En los últimos meses, un número creciente de personas en Irlanda ha expresado su frustración por la dificultad continua de usar la marca de la vocal larga, conocida como síneadh fada, en sus nombres personales en varios sistemas oficiales. A pesar de las protecciones legales establecidas en virtud de la Ley de Lenguas Oficiales de 2003 y su enmienda de 2021, muchas personas, particularmente aquellas con nombres gaélicos, aún enfrentan desafíos al intentar ingresar sus nombres en plataformas digitales como sistemas bancarios, bases de datos gubernamentales y sistemas de reserva de aerolíneas.
La controversia surge del hecho de que, si bien la ley exige el reconocimiento del irlandés como idioma oficial, la implementación práctica se ha quedado atrás. Por ejemplo, la Oficina Central de Estadística (CSO) y otras agencias estatales a menudo no logran acomodar el síneadh fada en los campos de entrada de datos, lo que lleva a errores en los registros y demoras burocráticas.

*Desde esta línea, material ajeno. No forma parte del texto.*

PR #3516, opened 2023-11-17
Error telemetry in cloud

AdityaHegde:
## Checklist
- [x] Manual verification
- [ ] Unit test coverage
- [ ] E2E test coverage
- [x] Needs manual QA?

#### Issue addressed: 
We do not have any feedback from cloud UI.

#### Details:
As a first step adding an event for error faced by the users in cloud.

Data is directly pulled from the kafka topic basically skipping the intake client. So the end store is the same as the dev pipeline.


web-common/src/metrics/ErrorEventHandler.ts
```diff
@@ -36,4 +38,29 @@ export class ErrorEventHandler {
...
+    return this.metricsService.dispatch("errorBoundaryEvent", [
+      this.commonUserMetrics,
+      this.getScreenNameFromPage(),
+      api,
+      status,
+      message,
+    ]);
+  }
+
+  private getScreenNameFromPage() {
```
ericpgreen2, line 52: One option is to leverage the functions in `web-admin/features/navigation/nav-utils.ts`. Particularly for the project page, we should make sure we're capturing all the sub-routes.

web-common/src/metrics/service/MetricsService.ts
```diff
@@ -49,45 +54,58 @@ export class MetricsService
...
+      user_id: localConfig.user_id,
+      analytics_enabled: localConfig.analytics_enabled,
+      mode: localConfig.readonly ? "read-only" : "edit",
+    };
+  }
+
+  public loadCloudFields(fields: CloudMetricsFields) {
+    this.commonFields = {
+      // TODO: build_id and version
+      app_name: "rill-developer",
```
ericpgreen2, line 76: `rill-cloud`?

web-common/src/metrics/service/MetricsService.ts
```diff
@@ -49,45 +54,58 @@ export class MetricsService
...
+      client_id: this.getOrSetClientID(),
+      is_dev: fields.isDev,
+      project_id: fields.projectId,
+      user_id: fields.userId,
+      analytics_enabled: true,
+      mode: "read-only",
```
ericpgreen2, line 82: Given Rill Cloud doesn't have modes, can we omit `mode`?

ericpgreen2:
Can you add handling for client-side errors at runtime?

I think something like this:
```typescript
window.onerror = (msg, url, line, col, error) => {
    // capture error & emit telemetry
    // show a full error page
};
window.onunhandledrejection = (event) => {
    // capture error & emit telemetry
    // show a full error page
};
```

ericpgreen2:
Can you add details in the PR description about where the telemetry gets sent?

admin/server/telemetry.go
```diff
@@ -0,0 +1,37 @@
...
+
+func (s *Server) Telemetry(ctx context.Context, req *adminv1.TelemetryRequest) (*adminv1.TelemetryResponse, error) {
+	dims := make([]attribute.KeyValue, 0)
+	for k, v := range req.Event.AsMap() {
+		a, ok := toKeyValue(k, v)
+		if ok {
+			dims = append(dims, a)
+		}
+	}
+	s.uiActivity.Emit(ctx, "cloud-ui-telemetry", 1, dims...)
```
esevastyanov, line 18: What do you think about passing `name` and `value` as part of `TelemetryRequest` so that it will be easier to pass various metrics later?

esevastyanov (approved):

web-common/src/metrics/service/ErrorEventFactory.ts
```diff
@@ -26,6 +27,14 @@ export interface ErrorEvent extends MetricsEvent {
   glob: boolean;
 }
 
+export interface ErrorBoundaryEvent extends MetricsEvent {
+  action: ErrorEventAction;
+  screen_name: MetricsEventScreenName;
+  api: string;
+  status: string;
+  message: string;
+}
```
ericpgreen2, line 36: Think it'd make sense to split this into something like the following two types?
1. `HTTPErrorEvent` – to be used in our TanStack Query error handler, where the `api` field is relevant.
2. `JavascriptErrorEvent` – to be used in the Javascript error listeners, where a `stacktrace` field would be relevant.

web-admin/src/features/navigation/nav-utils.ts
```diff
@@ -18,3 +19,26 @@ export function isDashboardPage(page: Page): boolean {
...
+    case isProjectPage(page):
+      return MetricsEventScreenName.Project;
+    case isDashboardPage(page):
+      return MetricsEventScreenName.Dashboard;
+    case isReportPage(page):
+      return MetricsEventScreenName.Report;
+    case isReportExportPage(page):
+      return MetricsEventScreenName.ReportExport;
+  }
+  return MetricsEventScreenName.Home;
```
ericpgreen2, line 43: What about `MetricsEventScreenName.Other`? E.g., when we add the Alerts pages, if we forget to add a mapping, then we'd want the telemetry to say "other" not "home".

web-admin/src/features/errors/error-utils.ts
```diff
@@ -130,3 +150,39 @@ export function createErrorPagePropsFromRoutingError(
     body: "Try refreshing the page, and reach out to us if that doesn't fix the error.",
   };
 }
+
+export function addJavascriptErrorListeners() {
+  const errorHandler = (errorEvt: ErrorEvent) => {
+    console.log("error", errorEvt);
```
ericpgreen2, line 156: Leftover console log?

web-admin/src/features/errors/error-utils.ts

Gráinne Ní Aodha, periodista de la Press Association, ha unido fuerzas con The Explainer, una serie de podcasts producida por The Journal, para investigar estas barreras sistémicas. En un episodio reciente, exploró cómo la falta de soporte tecnológico para el síneadh fada afecta la vida cotidiana. Entrevistó a varias personas que describieron el inconveniente de tener que cambiar sus nombres con fines administrativos, a veces incluso cambiando sus nombres legales para evitar complicaciones.
Un participante contó que se le negó el acceso a una cuenta bancaria porque el sistema no podía reconocer la ortografía correcta de su nombre, que incluía la marca de la vocal larga. El problema también ha llamado la atención de figuras políticas. Aengus Ó Snódaigh, un TD de Sinn Féin, presentó recientemente una propuesta de ley destinada a abordar esta brecha en la legislación. Su proyecto de ley requeriría que todas las organizaciones del sector público y privado que manejan información personal garanticen la compatibilidad con el síneadh fada. El proyecto de ley busca alinear la política nacional con los derechos garantizados en virtud de la Ley de Lenguas Oficiales, asegurando que se respete la diversidad lingüística en la infraestructura digital.

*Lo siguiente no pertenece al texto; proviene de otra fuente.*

PR #3520, opened 2023-11-19
Fix: No apply in style tags

djbarnwal:
`@apply` can break dev server when making changes to css files. 
More at https://tailwindcss.com/docs/functions-and-directives#using-apply-with-per-component-css

Use the styles directly instead of using `@apply`


ericpgreen2 (approved):
Since it looks like this is the only place we use the `ui-card` class, can we also remove it from `app.css`?

PR #3532, opened 2023-11-21
fix: auto indent yaml

mindspank:
## Checklist
- [x] Manual verification
- [ ] Unit test coverage
- [ ] E2E test coverage
- [ ] Needs manual QA?

Removing the enter hook will make auto indent work again for yaml files. I have tested for both models and sources and can't find anything that would break due to the change. Auto complete etc still works.


ericpgreen2 (approved):
Nice!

Los expertos legales han señalado que, si bien las leyes actuales proporcionan un marco para el reconocimiento del irlandés, carecen de disposiciones específicas con respecto a la tecnología y la gestión de datos. Como resultado, existe una desconexión entre las obligaciones legales y las realidades operativas. Algunos argumentan que la responsabilidad recae no solo en los legisladores, sino también en las compañías tecnológicas y los proveedores de servicios, que deben adaptar sus sistemas para satisfacer las necesidades de una población multilingüe. Mientras tanto, los grupos de defensa continúan presionando para una mayor conciencia y responsabilidad.

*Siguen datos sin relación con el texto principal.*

PR #3533, opened 2023-11-21
fix formatter warnings

### LINKED ISSUE #3527: Browser console is full of `humanizeDataTypeUnabridged` warnings
On some dashboards (like [this one](https://ui.rilldata.com/demo/rill-github-analytics/duckdb_commits)), the browser console is flooded by these warnings:
image

bcolloran:
Fixes #3527. Tagging @djbarnwal, because I made the formatters accept `undefined` as you requested last week, and therefore removed the need for the `safeFormatter` function, so I took that out. Please confirm that this meets your needs! :-)

### DIFF
--- a/web-common/src/features/dashboards/time-dimension-details/util.ts
+++ b/web-common/src/features/dashboards/time-dimension-details/util.ts
@@ -12,22 +12,6 @@ export function transposeArray(arr, rowCount, columnCount) {
   return columnarBody;
 }
 
-/**
- * This formatter is less strict and
- * returns undefined if the input is undefined
- * */
-export function safeFormatter(formatter) {
-  return (value) => {
-    if (value === undefined) {
-      return undefined;
-    } else if (value === null) {
-      return null;
-    } else {
-      return formatter(value);
-    }
-  };
-}
-
 export function getClassForCell(
   palette: "fixed" | "scrubbed" | "default",
   highlightedRow,
--- a/web-common/src/lib/number-formatting/format-measure-value.ts
+++ b/web-common/src/lib/number-formatting/format-measure-value.ts
@@ -70,13 +70,20 @@ function humanizeDataTypeUnabridged(value: number, type: FormatPreset): string {
  * This higher-order function takes a measure spec and returns
  * a function appropriate for formatting values from that measure.
  *
- * As of Nov 2023, all measure values supplied to the client
- * are in the form of a number or undefined for missing values.
+ * You may optionally add type paramaters to allow non-numeric null
+ * undefined values to be passed through unmodified.
+ * - `createMeasureValueFormatter<null | undefined>(measureSpec)` will pass through null and undefined values unchanged
+ * - `createMeasureValueFormatter<null>(measureSpec)` will pass through null values unchanged
+ * - `createMeasureValueFormatter<undefined>(measureSpec)` will pass through undefined values unchanged
+ *
+ *
+ * FIXME: we want to remove the need for this to *ever* accept undefined values,
+ * as we switch to always using `null` to represent missing values.
  */
-export const createMeasureValueFormatter = (
+export function createMeasureValueFormatter<T extends null | undefined = never>(
   measureSpec: MetricsViewSpecMeasureV2,
   useUnabridged = false
-): ((value: number | undefined) => string | undefined) => {
+): (value: number | T) => string | T {
   const humanizer = useUnabridged
     ? humanizeDataTypeUnabridged
     : humanizeDataType;
@@ -84,7 +91,9 @@ export const createMeasureValueFormatter = (
   // Return and empty string if measureSpec is not provided.
   // This may e.g. be the case during the initial render of a dashboard,
   // when a measureSpec has not yet loaded from a metadata query.
-  if (measureSpec === undefined) return (_value: number) => "";
+  if (measureSpec === undefined) {
+    return (value: number | T) => (typeof value === "number" ? "" : value);
+  }
 
   // Use the d3 formatter if it is provided and valid
   // (d3 throws an error if the format is invalid).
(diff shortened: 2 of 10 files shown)


web-common/src/features/dashboards/time-dimension-details/util.ts
```diff
@@ -12,22 +12,6 @@ export function transposeArray(arr, rowCount, columnCount) {
...
-/**
- * This formatter is less strict and
- * returns undefined if the input is undefined
- * */
-export function safeFormatter(formatter) {
-  return (value) => {
-    if (value === undefined) {
-      return undefined;
-    } else if (value === null) {
-      return null;
```
djbarnwal, line 24: We still need the ability to return `null` as output when the input is `null`. The core formatter returns "null" (a string) for `null` input.

With string passed down, the data table shows the string as is 
image

djbarnwal (changes requested):

web-common/src/features/dashboards/time-dimension-details/util.ts
bcolloran: ah ok, thanks @djbarnwal, I'll update that!

web-common/src/lib/number-formatting/format-measure-value.ts
```diff
@@ -70,31 +70,44 @@ function humanizeDataTypeUnabridged(value: number, type: FormatPreset): string {
...
+ * - `createMeasureValueFormatter<null | undefined>(measureSpec)` will pass through null and undefined values unchanged
+ * - `createMeasureValueFormatter<null>(measureSpec)` will pass through null values unchanged
+ * - `createMeasureValueFormatter<undefined>(measureSpec)` will pass through undefined values unchanged
+ *
+ *
+ * FIXME: we want to remove the need for this to *ever* accept undefined values,
+ * as we switch to always using `null` to represent missing values.
  */
-export const createMeasureValueFormatter = (
+export function createMeasureValueFormatter<T extends null | undefined = never>(
```
bcolloran, line 83: @djbarnwal I added the ability for the formatter to accept and pass through nulls and/or undefined values. I'm not sure we actually use undefined values anywhere, but I've left that in just to be safe. However in the future we'll want to deprecate that ability as we tighten up our types everywhere and make sure that we aren't using undefined to represent missing data

web-common/src/features/dashboards/time-dimension-details/util.ts
bcolloran: fixed!

bcolloran:
Hey @djbarnwal thanks for the first review. I made some changes to the way this works, and its ready for you to take another look. Thanks!

web-common/src/lib/number-formatting/format-measure-value.ts
djbarnwal: We use `null` as an identifier for missing data (API query completed and data is missing from source) and `undefined` as an identifier for unknown data (API query in progress and undefined is the transient value). For most cases we wait for the values to be available before rendering their components but in some cases (such as TDD table), we might have a mix of actual data, missing data and unknown data at the same time (since we are running 100s of API calls and don't want to wait for every value to be available before rendering). `undefined` is useful in those cases. I would be open to have an alternate system for this if you have any suggestions.

djbarnwal (approved):
Looks good, thanks for the changes!

web-common/src/lib/number-formatting/format-measure-value.ts
bcolloran: Ok, gotcha.

I suspect that we can probably in all cases push the `undefined` boundary out to a higher level of the component tree -- in general for value formatters in particular, the value formatter should really only be invoked in the case of a value that is actually ready. If there is no value ready, we would want to show a loading spinner or something in a higher level component, but in any case, that should be the decision and responsibility of component requesting the formatted value, and not of the value formatter itself. And as it stands now (after this PR and with the `safeFormatter` idea), in the case of an `undefined` value, the formatter just passes that value back to the caller unchanged, so the caller still needs to decide what to do with an `undefined` -- the formatter does not actually provide any _formatting_ for the undefined (and the same goes for nulls).

Additionally, there are some places where the formatters are used where they _do not_ have the possibility of encountering nulls and undefined. But having the possibility that those might be allowed can make the code at those call sites more complex, and/or the cognitive load on the engineer greater to think about the different possibilities. (In this PR I have done some optional type stuff to partly get around this in terms of the code complexity (the `null` and `undefined` cases don't have to be handled in code unless the calling code opts in to that), but the cognitive load of having to know about those optional types still exists)

So this is currently not a great separation of concerns and responsibilities -- it makes the types looser on the formatting function, and the formattter doesn't operate on it's inputs in a way that narrows the output types or provides it's caller with guarantees about what it will get back -- the caller will still have to handle the undef/null case. If the formatter actually formatted e.g. `null`-> "no data" and `undefined` -> "loading" or something like that, it would be a different matter, but as it stands we add complexity and uncertainty about return types etc to a function whose scope we could limit to simply taking numbers and returning strings.

I think that in the long run, and across the whole code base, a cleaner, simpler, less cognitively burdensome arrangement would be:
- the formatter function that always takes input of one type and returns outputs of one type
- don't make it the responsibility of the formatter to accept null and undef since: (1) calling code may or may not have nulls and undefs, and (2) passing those values back unchanged means the calling code still needs to handle those cases anyway

And this is a general architectural principle: having simple types makes things easier, and having certainty about the types you are dealing with makes things easier. You want union types in as few places as possible, and when you encounter one, it is preferable to narrow the type and dispatch the narrowed type to code designed for handling that type. And `any` types are terrible -- they are the opposite of this. JS does not encourage these patterns, so that's the hole we have to dig ourselves out of, but we can get there, we'll just need to learn some new habits and put a little more thought into things like this that can slip through the cracks in a JS world :-)

This is not urgent, so we can move in that direction gradually, but architecturally, this is the direction I think we want to head.

(fyi @ericpgreen2 and @AdityaHegde since this conversation has zoomed out a bit -- just for a bit of background on how I'm thinking about this kind of thing)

Hasta que estos sistemas no se actualicen, los individuos seguirán atrapados en un ciclo de exclusión y tergiversación, socavando tanto su patrimonio cultural como su capacidad de participar plenamente en la vida cívica. A medida que continúa el debate, una cosa queda clara: el desafío de integrar el síneadh fada en la tecnología moderna no es simplemente un problema técnico, es una cuestión de respeto, inclusión y derecho a la autorrepresentación.